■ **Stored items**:
──────

PR #1977, opened 2023-10-31
Support public key recovery for EIP-155 transactions

jprudent:
### What does this PR do?
It supports recovery of public keys when the transaction use the anti replay protection (EIP 155)

PR is quite short 

### Why is it needed?
Most of txs are protected with EIP 155

### DIFF
--- a/utils/src/main/java/org/web3j/commons/ChainId.java
+++ b/utils/src/main/java/org/web3j/commons/ChainId.java
@@ -17,7 +17,6 @@ public enum ChainId {
     GOERLI(5),
     SEPOLIA(58008);
 
-
     private int id;
 
     ChainId(int id) {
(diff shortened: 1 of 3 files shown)


Fishin195 (approved):

utils/src/main/java/org/web3j/commons/ChainId.java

──────

■ **Work to complete**:
Write out exactly the lines from the line holding "SEPOLIA(58008);" through the last line of the data, and nothing besides those lines.

■ **Exercise response**:
     SEPOLIA(58008);
 
-
     private int id;
 
     ChainId(int id) {
(diff shortened: 1 of 3 files shown)


Fishin195 (approved):

utils/src/main/java/org/web3j/commons/ChainId.java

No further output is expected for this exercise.